Dopo la fine dei lavori per la cattedrale, la vegetazione ebbe definitivamente la meglio e la struttura scomparve per altri otto secoli. Fu nel 1926 che l'archeologo Amedeo Maiuri cominciò gli scavi,[6] che dopo varie interruzioni finirono definitivamente tra il 2003 e il 2006.
Il teatro fu costruito su una collina, per sfruttarne la naturale inclinazione. La cavea ha 110 metri circa di diametro e poteva contenere tra i 6000 e i 7000 spettatori. L'edificio scenico aveva una lunghezza di 40 metri e un'altezza di 24, ed era composto di tre ordini soprapposti di 84 colonne. I marmi usati erano pregiati e venivano da varie parti dell'Impero, come la Numidia o Carrara. Dietro le scene si può ancora trovare la latrina degli attori, risalente al III secolo d.C.

Adiacente al teatro si trova un criptoportico risalente circa all'età sillana. Anche la sua storia è abbastanza travagliata, in quanto fu parzialmente scavato nel 1926 per poi essere completamente abbandonato; a differenza del teatro, però, i lavori definitivi di recupero e restauro sono terminati solo nel 2014.
Pur non avendo collegamenti diretti col teatro, o se c'erano sono andati persi  il criptoportico gli era indubbiamente collegato. Non è ancora chiaro quale fosse il suo utilizzo, ma si presuppone che venisse usato dagli attori per spostarsi da un luogo all'altro; tuttavia, sono state trovate sui muri numerose iscrizioni in greco e latino, tra cui anche alcuni versi virgiliani, che lasciano presupporre il suo utilizzo come scuola e Gymnasium. Inoltre, a causa della presenza di terreni privati, non tutte le parti del criptoportico sono state e saranno mai recuperate, lasciando così nel mistero la sua vera utilità.
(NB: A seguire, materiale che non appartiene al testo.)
PR #6724, opened 2025-09-25
add: error field from patch

bergarces:
## Explanation

- Adds the error field from the existing patch.
- Applies comments from previous PR to fix field descriptions

## References

Related to https://consensyssoftware.atlassian.net/browse/ASSETS-1308

## Checklist

### DIFF
--- a/packages/assets-controllers/src/NftController.ts
+++ b/packages/assets-controllers/src/NftController.ts
@@ -79,40 +79,18 @@ type SuggestedNftMeta = {
   origin: string;
 };
 
-/**
- * Nft
- *
- * NFT representation
- *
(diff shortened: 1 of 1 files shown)


packages/assets-controllers/src/NftController.ts
```diff
@@ -211,30 +208,29 @@ export type NftMetadata = {
   rarityRank?: string;
   topBid?: TopBid;
   chainId?: number;
+  error?: string;
```
bergarces, line 211: This was in the patch but missing in the original PR.

I thought it wasn't needed as there was no error running with this version, but it's used in a component.

PR #6729, opened 2025-09-25
feat(multichain-account-service): add logs

ccharly:
## Explanation

Adding more debug logs to the service so we can diagnose potential issues better (since it's not always easy to guess what happened only with states)

## References

N/A

## Checklist

### DIFF
--- a/packages/multichain-account-service/src/MultichainAccountGroup.ts
+++ b/packages/multichain-account-service/src/MultichainAccountGroup.ts
@@ -239,7 +239,7 @@ export class MultichainAccountGroup<
         const accounts = this.#providerToAccounts.get(provider);
         if (!accounts || accounts.length === 0) {
           this.#log(
-            `Found missing accounts for account provider "${provider.getName()}", createing them now...`,
+            `Found missing accounts for account provider "${provider.getName()}", creating them now...`,
           );
           const created = await provider.createAccounts({
             entropySource: this.wallet.entropySource,


packages/multichain-account-service/src/tests/providers.ts
```diff
@@ -58,6 +58,7 @@ export function setupNamedAccountProvider({
       // Assuming this never fails.
       getAccounts().find((account) => account.id === id),
   );
+  mocks.createAccounts.mockResolvedValue([]);
```
ccharly, line 61: This was required for the coverage, now that we log the number of accounts that got created.

packages/multichain-account-service/src/MultichainAccountGroup.test.ts
```diff
@@ -166,7 +166,7 @@ describe('MultichainAccount', () => {
     });
   });
 
-  describe('align', () => {
+  describe('alignAccounts', () => {
```
ccharly, line 169: Spotted this one when checking for tests.

packages/multichain-account-service/src/logger.ts
```diff
@@ -0,0 +1,13 @@
+/* eslint-disable jsdoc/require-jsdoc */
+
+import { createProjectLogger, createModuleLogger } from '@metamask/utils';
+
+export const projectLogger = createProjectLogger('multichain-account-service');
+
+export { createModuleLogger };
+
+export function warn(message: string) {
```
mathieuartu: I find this name a bit confusing, especially since you import `projectLogger as log`. One could imagine that `warn` would achieve the same result as `log`. WDYT of renaming this to `addWarningPrefix`?

ccharly: That's a good point 🤔 Lemme try to find something else!

ccharly: Actually, replaced that by a `WARNING_PREFIX` constant

PR #6734, opened 2025-09-26
chore: Adds Tron network to network enablement controller

zone-live:
## Explanation

Adds Tron network to network enablement controller.
Makes use of the non-evm scopes via the `@metamask/keyring-api`.

## Checklist


packages/network-enablement-controller/CHANGELOG.md
```diff
@@ -7,6 +7,10 @@ and this project adheres to [Semantic Versioning](https://semver.org/spec/v2.0.0
 
 ## [Unreleased]
 
+### Added
+
+- Add Tron network support ([#6734](https://github.com/MetaMask/core/pull/6734))
```
Prithpal-Sooriya, line 12: If poss, can you expand on the dev changes.
- Adding the Tron namespace to the enabledNetworkMap state.
- Also adding the keyring API to reuse types?

packages/network-enablement-controller/package.json
```diff
@@ -63,6 +63,7 @@
   "dependencies": {
     "@metamask/base-controller": "^8.4.0",
     "@metamask/controller-utils": "^11.14.0",
+    "@metamask/keyring-api": "^21.0.0",
```
Prithpal-Sooriya, line 66: Q - are we using this library just for the types? If this is the case we could move this into a dev-dependency?

packages/network-enablement-controller/CHANGELOG.md
zone-live: Yap, will do!

packages/network-enablement-controller/package.json
zone-live: No, not just as types, but as values as well in the ctrl.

La struttura era composta da tre bracci disposti ad U, ma oggi si può visitare solo il settentrionale, in quanto l'occidentale è stato inglobato da un casolare di campagna mentre l'orientale è crollato; la loro lunghezza era di 90 metri circa per il nord e di 70 per gli altri due. I corridoi sono divisi in due navate con volte a botte poggianti su pilastri di trachite vulcanica  e illuminate da finestre strombate. Le pareti, in opus incertum, conservano il rivestimento in stucco bianco con membrature architettoniche a rilievo, attribuibile ai primi decenni del I secolo d.C., su cui erano stati disegnati quadri geometrici con motivi floreali; a ciò furono aggiunte le suddette iscrizioni scolastiche e anche dei veri e propri atti di vandalismo da parte di tifoserie gladiatorie.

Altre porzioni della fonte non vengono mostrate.